#### Task requirements:
Produce the records below again, word for word, but stop after the line that contains "leave it disabled.".

[Collected data entries]

>>>

PR #891, opened 2026-06-22
feat(vial): add host.vial_insecure option to start Vial unlocked

hdwong:
Add a `[host] vial_insecure` boolean (default false) that initializes the Vial lock in the unlocked state, so secured operations such as the Matrix Tester are available immediately without pressing the `unlock_keys` combo. Intended for development; production builds should leave it disabled.

The flag flows from `keyboard.toml [host]` through `HostConfig` and the resolved `Host` into the generated `VialConfig`, then into `VialLock::new`, which now initializes `unlocked` from it. Re-locking and unlock-key polling are unchanged, so a host can still lock/unlock a session that started unlocked. The flag only has effect with the `vial_lock` feature.

`VialConfig::new` keeps its three-argument signature (defaulting the new field to false) so existing pure-Rust configs continue to compile.


HaoboGu:
Extra documents should be added to explain this option

PR #892, opened 2026-06-28
feat(ble): add option to disable battery service

### LINKED ISSUE #567: Feature Request: Add Option to Disable BLE Battery Service (for Battery-Free Devices)
### Description

I'm currently playing with my custom ESP32C6 keyboard with rmk firmware. It is powered by the USB and there is no battery supported.
Currently, rmk registers the BLE Battery Service by default, which is not suitable for my use case. If there is an option to disable it, it would be great for me.

### Device Information

**Platform**: ESP32C6_BLE
**Board**: My custom board without battery support
**RMK Version**: 0.7.8

### Current Problem

There is an unwanted "Keyboard is out of battery“ Indicator.

Image

### Expected Behavior

After disabling the Battery Service, the dialog should disappear.

Thanks for the hard work! This firmware's actually fabulous, by the way.

pcasotti:
Closes #567

### DIFF
--- a/rmk-macro/src/codegen/chip/ble.rs
+++ b/rmk-macro/src/codegen/chip/ble.rs
@@ -81,7 +81,7 @@ pub(crate) fn expand_ble_config(hardware: &Hardware) -> (TokenStream2, TokenStre
             } else {
                 (
                     quote! {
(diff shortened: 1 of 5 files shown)


HaoboGu (commented):
Great, thanks!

<<<

#### Solved exercise:
PR #891, opened 2026-06-22
feat(vial): add host.vial_insecure option to start Vial unlocked

hdwong:
Add a `[host] vial_insecure` boolean (default false) that initializes the Vial lock in the unlocked state, so secured operations such as the Matrix Tester are available immediately without pressing the `unlock_keys` combo. Intended for development; production builds should leave it disabled.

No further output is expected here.